Wednesday, June 14, 2017

What The... 8th Edition 40K Is Actually... Good?

by SandWyrm


Ok, my head is officially spinning.

If you've spent ANY time on this blog, you've seen me constantly comparing 40K to Flames of War, as I used to consider the latter to be the gold standard for a well-designed, clearly written ruleset. While I considered 40K (especially the 6th and 7th Editions) to be the opposite.

But then Battlefront, a few months ago, completely crapped the bed with the 4th Edition of Flames, which I now consider to be all but unplayable. While Games Workshop seems to have completely redesigned 40K into an intelligently streamlined game that's actually a lot of fun to play!

I mean... The 8th Edition 40K preview copies came in to the local store, and the rules read well when I skimmed them. I watched some games between some guys testing out the rules. They were laughing and having fun, like back in the glory days of 5th, except that there weren't any silly rules arguments. Plus they said that just about every choice in the new books (all armies have finally been redesigned together, as in the 3rd Edition release) is useful in some way.
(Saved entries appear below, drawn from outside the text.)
PR #716, opened 2025-09-24
Add a variable for handling the C/C++ standard

simon-ess:
There is no standard location to specify a C/C++ standard in a way that doesn't cause some potential conflict; ARCH_DEP_C*FLAGS seems the most logical, but we pass the CFLAGS in that case to the CXXFLAGS which cases warnings. POSIX is the next best, but if we are not in the posix case it would be morally incorrect.

Note that we are running into this because builds with quite modern compilers are assuming c23 which causes failed builds (see https://github.com/epics-modules/iocStats/issues/65#issuecomment-3321532900 for example, but this hits other support modules such as asyn and streamdevice); this is the first time that we are needing to specify a C standard and not a C++ standard that I know of.

This feature adds a new compiler flag for this purpose: `LANG_C*FLAGS`. This is then specified by setting one of the following variables:
* `DEFAULT_LANG_C*`
* `USR_LANG_C*`
* `$(basename file)_LANG_C*`

depending on scope. For example, if you would the default c++ language standard to be `c++17` but for the file `foo.cpp` that it should be compile with `g++23` then you woul set in `CONFIG_SITE`:
```make
DEFAULT_LANG_CXX = c++17
```
and in the makefile that includes `foo.cpp` you would have
```make
SRCS += foo.cpp
foo_LANG_CXX = g++23
```

Acceptible options for C standards using the gcc/clang compilers are
```
c89 c90 c99 c11 c17 c18 c23
gnu89 gnu90 gnu99 gnu11 gnu17 gnu18 gnu23
```
and for c++ standards
```
c++98 c++03 c++11 c++14 c++17 c++20 c++23
gnu++98 gnu++03 gnu++11 gnu++14 gnu++17 gnu++20 gnu++23
```
while for msvc we have for c standardss
```
c11 c17
```
and for c++ standards
```
c++14 c++17 c++20 c++23
```
You can also select `latest` to choose the highest version.


simon-ess:
I am not sure why the RTEMS-5 job is failing. while this code does technically touch on compilation configuration for RTEMS 5, it should only do so for c++ files. Moreover, comparing the last successful run I found to this one, the exact same command is run.

Was there an updated release of an RTEMS toolchain recently?

anjohnson:
There might be more to this question that we should think about: If I’ve understood the PR it assumes a single C/C++ standard for all the code being compiled for these targets. That doesn’t work when a downstream application wants to set the language standard used for some group of its sources, possibly even on a per-file basis. AFAIK GCC and Clang at least can link together object files that have been compiled with different standards, I would expect MSVC to handle that too but haven’t checked.

The latter is relative easy to do in Make, you use a target-specific variable, something like this:
```makefile
myOldCode.$(OBJ): STD_CXXFLAGS=-std=c++98
```

simon-ess:
My thought here was that we put the standard as the first flag passed, so then it can be overridden in later flags (e.g. USR_C[XX]FLAGS). But it allows you to set a default that can be used.

We are seeing this with our conda builds, mostly because conda-forge is assuming a much newer gcc than we are using locally, see https://github.com/conda-forge/epics-base-feedstock/pull/45/files.

mdavidsaver:
How would I use `STD_CXXFLAGS` in a portable application supporting both gcc/clang and MSVC?

As @dirk-zimoch lays out in #714, MSVC has a different, and annoyingly complex, scheme for selecting c++ standard version.

eg. with PVXS I currently select c++11 for the implementation standard.  The installed headers and ABI have to support a wider range of standards, however the implementation could internally use syntax/stdc++ bits which are not present with other standard versions.

dirk-zimoch:
> MSVC has a different, and annoyingly complex, scheme for selecting c++ standard version.

[Not really too complex](https://learn.microsoft.com/en-us/cpp/build/reference/std-specify-language-standard-version?view=msvc-170): `/std:c++17` (or `-std:c++17)` is not too different from `-std=c++17`.
The annoying part is that MSVC does not update `__cplusplus` unless [explicitly told to do](https://learn.microsoft.com/en-us/cpp/build/reference/zc-cplusplus?view=msvc-170). And some other "[backward compatibility features](https://learn.microsoft.com/en-us/cpp/build/reference/zc-conformance?view=msvc-170)".

What about a user variable like `CXX_STD=17` that expands to `$(CXX_STD:%=-std=c++%)` for gcc and to `$(CXX_STD:%=/std:c++%)` for MSVC ?

Or, if using `STD_CXXFLAGS` as proposed, the command line expansion for MSVC could be `$(subst =,:,$(STD_CXXFLAGS))`.

dirk-zimoch:
BTW, I am using `STD_CXXFLAGS` already for many years and define a default in CONFIG.Common.\<arch\>, adding it to `USR_CXXFLAGS` higher up in the config file hierarchy. Some archs get `STD_CXXFLAGS=-std=gnu++20`, some get `STD_CXXFLAGS=-std=c++0x` and MSVC may get for example `STD_CXXFLAGS=-std:c++17`.
However to make redefining easier in a module Makefile, I will probably change the expansion to:
`$(if $(filter msvc,$(CMPLR_CLASS)),$(subst =,:,$(STD_CXXFLAGS)),$(STD_CXXFLAGS))`

And I have added `-Zc:__cplusplus` to the MSVC C++ options, which is necessary from `-std:c++17` on because MSVC removes `auto_ptr` from c++17 on and without `__cplusplus` having the correct value, EPICS does not select the `unique_ptr` implementation.

mdavidsaver:
> What about a user variable like `CXX_STD=17` ...

This is closer to what I had in mind from my experience with cmake's [`CXX_STANDARD`](https://cmake.org/cmake/help/latest/prop_tgt/CXX_STANDARD.html).  eg.

```cmake
set_property(TARGET tgt PROPERTY CXX_STANDARD 11)
```

anjohnson:
Thanks for the discussion, it sounds like we agree that Makefiles need to be able to set the language standard, and that it can be done on all our supported compilers. I hope we agree about that for both C and C++ code.

Another question that @mdavidsaver and @dirk-zimoch might like to think about: Might the build system want or need need to know what the compiler's language standard defaults to? If so, can we add some preprocessor tests to the configure/toolchain.c file to detect that?

I still want to be able to use target-specific variables as I mentioned above; these examples look suitable and not too verbose:

```Makefile
# Defaults for this Makefile
C_STD=11
CXX_STD=17

# Settings for specific source files
oldC.$(OBJ): C_STD = 99
oldCxx.$(OBJ): CXX_STD = 98
newC.$(OBJ): C_STD = 23
newCxx.$(OBJ): CXX_STD = 23
```

I suspect supporting the gnu standards (on GCC & Clang compilers only) should be trivial, and I hope we'll be able to error-out the build if someone tries to use those on MSVC.

mdavidsaver:
> ... need to know what the compiler's language standard defaults to?

The default does not seem interesting to me.  Knowing which standard versions are supported would be more interesting.

Ultimately though, if I care about language standard for a project, then I specify it.  If the compiler does not support that version at all, then the build will fail regardless.  If I care about being conditional, then I want the standard identification macros like `__cplusplus` to accurately indicate the supported language version.  None of this MSVC opt in to standards compliance for me!

> I still want to be able to use target-specific variables

Agreed, compile unit granularity seems desirable to me.

mdavidsaver:
Maybe something like:

```make
# definitions for for clang/gcc

LANG_CXX_CXX11 = -std=c++11
... for all supported for CMPLR_CLASS

LANG_C_C99 = -std=c99
```

```make
# definitions for impl msvc

# what to do about msvc having a much limited set of versions?  next one higher?
LANG_CXX_CXX11 = /Zc:__cplusplus /std:c++17

LANG_C_C99 = /std:c11
```

```make
# common definitions

LANG_CFLAGS = $(LANG_C_$(USR_LANG_C)) $(LANG_C_$($(basename $@)_LANG_C))

COMPILE.c = ... $(LANG_CFLAGS) ...

LANG_CXXFLAGS = $(LANG_CXX_$(USR_LANG_CXX)) $(LANG_CXX_$($(basename $@)_LANG_CXX))

COMPILE.cpp = ... $(LANG_CXXFLAGS) ...
```

```make
# usage

ifdef LANG_C_C99
# test if Makefiles support some language version
endif

USR_LANG_CXX = CXX11

PROD_SRCS += someFile.c

someFile_LANG_C = C99

```

mdavidsaver:
fyi. it looks like msvc version which understand `/std:c11` will update [`__STDC_VERSION__`](https://github.com/cpredef/predef/blob/master/Standards.md) without additional prompting.

dirk-zimoch:
> Knowing which standard versions are supported would be more interesting.

According to https://stackoverflow.com/questions/34836775/compiler-standards-support-c11-c14-c17, you can find out the supported standards of gcc with:
`gcc -v --help 2>/dev/null | sed -n '/^ *-std=\([^<][^ ]\+\).*/ {s//\1/p}'`

For MSVC I found that `cl /nologo /help` shows the required information:
```
[...]
/std:<c++14|c++17|c++latest> C++ standard version
    c++14 - ISO/IEC 14882:2014 (default)
    c++17 - ISO/IEC 14882:2017
    c++latest - latest draft standard (feature set subject to change)
[...]
/std:<c11|c17> C standard version
    c11 - ISO/IEC 9899:2011
    c17 - ISO/IEC 9899:2018
[...]
```
The necessary `sed` filter is left as an exercise for the reader.
The C standard options are available in MSVC 2019 but not in MSVC 2017. The listed C++ standard options are the the same for both versions but MSVC 2019 accepts `/std:c++20` as well without listing it in the `/help` output. MSVC 2022 finally lists `/std:c++20` in the `/help` output.

Other compilers may have different ways to find out, or none at all.

simon-ess:
So after setting this aside for several months, I've come back to pick it up along the lines of what @mdavidsaver suggested.

This currently adds a new configuration file (`CONFIG_LANG`, which could be debated) which defines all the variables on a per-std basis.

I preferred to allow both `SITE_LANG_*` as well as `USR_LANG_*`, since that seems to be more consistent with how most other configuration is handled. The msvc configuration is just a special case, since that seemed easiest.

simon-ess:
The choice of standards to include were from https://gcc.gnu.org/onlinedocs/gcc/C-Dialect-Options.html and https://learn.microsoft.com/en-us/cpp/build/reference/std-specify-language-standard-version?view=msvc-170.

configure/os/CONFIG.Common.solaris-sparc-gnu
```diff
@@ -9,7 +9,8 @@ include $(CONFIG)/os/CONFIG.Common.solaris-sparc
 
 COMPILER_CPPFLAGS = -D_REENTRANT
 
-POSIX_CFLAGS = -std=gnu99 -D_POSIX_C_SOURCE=200112L
+SITE_LANG_C = gnu99
+POSIX_CFLAGS = -D_POSIX_C_SOURCE=200112L
```
anjohnson: Please don't modify the config files for Solaris, to avoid conflicts if a Codeathon PR deletes them.

configure/os/CONFIG.Common.solaris-x86-gnu
```diff
@@ -9,7 +9,8 @@ include $(CONFIG)/os/CONFIG.Common.solaris-x86
 
 COMPILER_CPPFLAGS = -D_REENTRANT
 
-POSIX_CFLAGS = -std=gnu99 -D_POSIX_C_SOURCE=200112L
+SITE_LANG_C = gnu99
+POSIX_CFLAGS = -D_POSIX_C_SOURCE=200112L
```
anjohnson: Ditto…

configure/CONFIG_LANG
```diff
@@ -0,0 +1,32 @@
+ifneq ($(strip $(CMPLR_CLASS)),msvc)
+
```
anjohnson: The existing EPICS build rules get all their target-specific settings through their `$(CONFIG)/os/CONFIG.Common.$(T_A)` or `$(CONFIG)/os/CONFIG.$(EPICS_HOST_ARCH).$(T_A)` files, which can include other `$(CONFIG)/os/CONFIG.*` files for settings common to multiple targets. That was a deliberate design choice to simplify adding ports for new targets or removing old ones; please don't add a large file with conditionals like this for settings.

I suggest putting the MSVC settings in `$(CONFIG)/os/CONFIG.win32-x86.win32-x86` which is a catch-all for MS compiler flags and gets included by the other MSVC targets as well. If you wanted to split that monolith up into multiple files more like the Unixy targets do I would have no objection, but a split should probably go into a separate PR (I have some recollection that @dirk-zimoch may have proposed something like that at one point, but I don't remember what happened with it).

The non-MSVC settings may belong in `$(CONFIG)/CONFIG.gnuCommon` but that may cause complications with `CONFIG_SITE` overrides, so it might make more sense to put these into a new `$(CONFIG)/os/CONFIG.*` file instead.

configure/os/CONFIG.Common.RTEMS-uC5282
```diff
@@ -10,8 +10,8 @@ RTEMS_TARGET_CPU = m68k
 ARCH_DEP_CFLAGS += -DMY_DO_BOOTP=NULL
 
 # Hopefully a temporary fix:
-ARCH_DEP_CXXFLAGS_5 = -std=c++98
-ARCH_DEP_CXXFLAGS += $(ARCH_DEP_CXXFLAGS_$(RTEMS_VERSION))
+SITE_LANG_CXX_5 = c++98
+SITE_LANG_CXX = $(SITE_LANG_CXX_$(RTEMS_VERSION))
```
anjohnson: Given that this isn't a site-specific setting, the `SITE_LANG_` prefixes here don't seem right to me, how about `ARCH_LANG_` instead?

Given conflicting `SITE_LANG` and `ARCH_LANG` settings, which should win?

configure/CONFIG_COMMON
```diff
@@ -194,6 +194,10 @@ LIBRARY_LD_RESS = $(TARGET_RESS) $(LIBRARY_RESS)
 #--------------------------------------------------
 # C preprocessor, compiler, and linker flag defaults
 
+# C/C++ standard specification
+LANG_CFLAGS = $(LANG_C_$(SITE_LANG_C)) $(LANG_C_$(USR_LANG_C)) $(LANG_C_$($(basname $@)_LANG_C))
+LANG_CXXFLAGS = $(LANG_CXX_$(SITE_LANG_CXX)) $(LANG_CXX_$(USR_LANG_CXX)) $(LANG_CXX_$($(basname $@)_LANG_CXX))
```
anjohnson: Two typo's here, should be `$(basename $@)` instead of `$(basname $@)`.

I'm trying to work out what variable names should appear in a Makefile to set the language standards for this source directory and for specific object files, does the above code expect these, or have I misread it?

```makefile
# Defaults for this Makefile
USR_LANG_C = c11
USR_LANG_CXX = c++17

# File-specific:
older-C_LANG_C = c99
older-Cxx_LANG_CXX = c++98
newer-C_LANG_C = c23
newer-Cxx_LANG_CXX = c++23
```

I'm not convinced that the `c` and `c++` prefixes are useful in those values, but I won't push dropping them if others disagree.

In an earlier comment in this PR I encouraged using the target-specific variable assignment syntax built into GNUmake. I still prefer these, and my variable names:

```makefile
# Defaults for this Makefile
C_STD = c11
CXX_STD = c++17

# File-specific:
o = $(OBJ)
older-C$o: C_STD = c99
older-Cxx$o: CXX_STD = c++98
newer-C$o: C_STD = c23
newer-Cxx$o: CXX_STD = c++23
```

This also teaches users about the target-specific assignment syntax, which I find useful.

Your assignments above would shorten to this:

```makefile
LANG_CFLAGS = $(LANG_C_$(SITE_LANG_C)) $(LANG_C_$(C_STD))
LANG_CXXFLAGS = $(LANG_CXX_$(SITE_LANG_CXX)) $(LANG_CXX_$(CXX_STD))
```

configure/CONFIG_LANG
```diff
@@ -0,0 +1,32 @@
...
+# From the latest version of gcc
+SUPPORTED_CXX_STDS = 98 03 11 14 17 20 23
+SUPPORTED_C_STDS = 89 90 99 11 17 18 23
```
anjohnson: Should we aim to stop the build if a non-standard year is given?

I think it very likely that someone on Linux will set the standards to c11 and c++11 say, not realizing that MSVC didn't support c++11 so a Windows build of that code would do something weird. Similarly the gnu standards obviously aren't available on MSVC, but there's nothing to stop a build that requests them.

configure/CONFIG_SITE
```diff
@@ -164,6 +164,13 @@ EPICS_SITE_VERSION =
 #  Must be either YES or NO
 GCC_PIPE = NO
 
+# Set site-specific language defaults. Specify for example
+#  SITE_LANG_C = c23
+#  SITE_LANG_CXX = c++23
+# in order to set default compiler flags.
```
anjohnson: Could this say "language standards", or maybe "default language standards"?

I would like to see a warning here that (I believe) the defaults will apply to all targets built in this copy of Base and all support modules built using it, unless the standards are overridden more locally. It's taking a while for many support modules to build with the latest gcc.

I am also nervous about mixing code compiled using different language standards. I thought the g++ `std::string` changed it internal representation at one point, and I'm not sure if they were able to maintain the ability to link both.

anjohnson (changes requested):
Some comments, questions and requests.

configure/CONFIG_LANG
simon-ess: I had considered this, and in particular given that these numbers are really just passed through semi-directly to the compiler.

There is also the question of maintenance of these standards; as compilers are updated this is one of those things that would necessarily be changed constantly, and it would be nice if we could fetch them from the compiler instead of manually listing them.

I think this is why my original thought to implement this was just a matter of allowing users to specify the flags themselves. While it seems nice to implement something smart like this it does seem somewhat complex to try and implement.

That said, I'll try move the components into the more generic configure/os directories and see how that looks...

configure/os/CONFIG.Common.RTEMS-uC5282
simon-ess: ARCH_DEP might be better. My point with this PR is that I would like a natural way to set defaults _somehow_, but that this seems to be broadly a site-specific thing.

configure/CONFIG_SITE
simon-ess: Part of the challenge here is that we are sort of trying to support that  already, with the idea of setting it on a per-object file basis. Maybe `std=c++11` vs `std=c++17` is a smaller difference than `std=c++11` and `std=gnu++11` though.

It seems to me that all of these options make this into a bit of a rabbit-hole. In some sense I think we have to trust the users if they are specifying different standards for whatever reason they feel is necessary. To repeat my statement above, maybe it is better to just allow for a setting and let folks use it however they see fit...

configure/os/CONFIG.Common.RTEMS-uC5282
simon-ess: One downside though of ARCH_DEP is that we have the following priority:
```make
CFLAGS = $(LANG_CFLAGS) $($(BUILD_CLASS)_CFLAGS) $(POSIX_CFLAGS) $(OPT_CFLAGS) \
    $(DEBUG_CFLAGS) $(PIPE_CFLAGS) $(WARN_CFLAGS) $(TARGET_CFLAGS) \
    $(USR_CFLAGS) $(CMD_CFLAGS) $(ARCH_DEP_CFLAGS) $(CODE_CFLAGS) \
    $(STATIC_CFLAGS) $(OP_SYS_CFLAGS) $(LIBRARY_SRC_CFLAGS)
```
which puts `ARCH_DEP_CFLAGS` (and similarly for `CXXFLAGS`) at the top. This makes it a bit harder to override on an object-file basis... In fact, these are even higher than the target-specific ones!

configure/CONFIG_LANG
simon-ess: I've split this up as you suggested, which is roughly equivalent to how I had set it up in the first place. It doesn't conflict any further with the CONFIG_SITE overrides, since the order of loading is
* `CONFIG_SITE`
* `CONFIG.$(EPICS_HOST_ARCH).Common`

so this is the same as it was a moment ago.

configure/CONFIG_COMMON
simon-ess: The file-specific ones should be
```make
# Defaults for this Makefile
USR_LANG_C = c11
USR_LANG_CXX = c++17

# File-specific:
older_LANG_C = c99
older_LANG_CXX = c++98
newer_LANG_C = c23
newer_LANG_CXX = c++23
```
without the prefixes. But maybe your target-specific override is better. The downside a bit is that you need to know more make to remember this (not inherrently a bad idea!), but also that it doesn't match how other file-specific overrides works. But I could go either way. There is elegance in your solution.

anjohnson: Sorry I should have been clearer, I was assuming source files called `older-C.c`, `older-Cxx.cpp`, `newer-C.c` and `newer-Cxx.cpp` so the `-C` and `-Cxx` bits that you removed were actually parts of my filenames. Without them both `older.o` and `newer.o` might be created twice, or the C or C++ sources wouldn't all get compiled.

Anyway, I think my originals above were correct for my example.

simon-ess: Ah, I understand. I misunderstood which prefix you meant.

I'm putting those prefixes there more to allow for the distinction of `gnu++17` vs `c++17`. I suppose we could use more generically `gnu17` and `17` for the CXX standards and update the macros...

anjohnson: And I forgot that some files might need to specify `gnu` or `gnu++` standards, like this:

```makefile
older-C$o: C_STD = gnu99
older-Cxx$o: CXX_STD = gnu++98
```

I hereby withdraw this sentence from my earlier comment:

> I'm not convinced that the c and c++ prefixes are useful in those values, but I won't push dropping them if others disagree.

simon-ess:
Following discussion with @dirk-zimoch and @mdavidsaver I have added a default definition for msvc that will ensure that `__cplusplus` is defined correctly.

configure/CONFIG_COMMON
anjohnson: Looking again at the user Makefile variable names, these look best:

```makefile
USR_LANG_C = c11
USR_LANG_CXX = c++14

older-C_LANG_C = c99
older-Cxx_LANG_CXX = c++03
newer-C_LANG_C = c23
newer-Cxx_LANG_CXX = c++23
```

configure/CONFIG_SITE
anjohnson: After a conversation with @mdavidsaver the other day I want to reiterate my request to change the comment and names to this:

```Makefile
# Set the compiler language standard for code that doesn't set one
# and the compiler default doesn't work. If no standard is set or
# the variable is empty, the compiler default is used.
# 
LANG_C_STD = 
LANG_CXX_STD =
```

simon-ess:
> I am not sure why the RTEMS-5 job is failing. while this code does technically touch on compilation configuration for RTEMS 5, it should only do so for c++ files. Moreover, comparing the last successful run I found to this one, the exact same command is run.

So after waaaaaay to much time trying to figure this out I realised that the RTEMS config files redefine the CFLAGS and CXXFLAGS variables on their own 🙃

mdavidsaver:
@simon-ess Since the discussion for this PR has gotten so long, could you edit the initial message with a summary?  Something which might later end up as a release note.  Also, any open questions.  eg. what to do about `c++11` and msvc?

For my part, I think I would apply this to PVXS with logic like the following:

```
ifdef LANG_CXX_c++11
# Can select c++11 directly
DEFAULT_LANG_CXX = c++11

else # Base too old, or toolchain does can not select c++11
ifdef LANG_CXX_c++14
# Fall-up to 14 (MSVC)
DEFAULT_LANG_CXX = c++14

else # Base too old
# detect gcc/clang
USR_CXXFLAGS += -std=c++11
endif
endif
```

Needing to encode the "fall-up" to c++14 for MSVC is a bit awkward.  However, I am of two minds about whether the MSVC case should automatically "fall-up" to c++14.  eg.

```
LANG_CXX_c++11    = /std:c++14
```

simon-ess:
Updated comment above. To be clear regarding the fallup for msvc, since they officially don't support c++11: should I add 
```
LANG_CXX_c++11    = /std:c++14
```
to the msvc configuration?

anjohnson:
Core Group: Some more ideas to look at but maybe this works well enough. Will delay at least one more meeting.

What? GW actually did this? Holy crap!

So tonight I cobbled together a couple of squads of Marines and a proxy Predator. I fought a small battle against an old friend who fielded a couple of tactical squads and a Dreadnought. And damned if we didn't have fun playing the game! Damned if every rules change that I learned about didn't make perfect sense! Nowhere did the system bog down into inane time-consuming mechanics. I haven't been this surprised by a 40K Edition since the debut of 5th. And... This is looking to be better than 5th. It's not really an evolution of 40k, so much as a new game that's set in the same universe. Tanks with wounds? How many times have we asked for that?

I mean the system has some things that I personally would have done a bit differently, but it all seems to fit together into a coherently designed whole. Which means that I can actually see myself playing 40K again. That's awesome!

So, with fingers crossed, I'll be lining up to buy my 8th Edition starter set this weekend. We'll see how I feel about the game once I can really sit down and study it. But man! I'm jazzed!

9 comments:

  1. What happens when a company like GW shifts their focus point, most people seem to be sold on the whole idea of 8th, so excited for Saturday...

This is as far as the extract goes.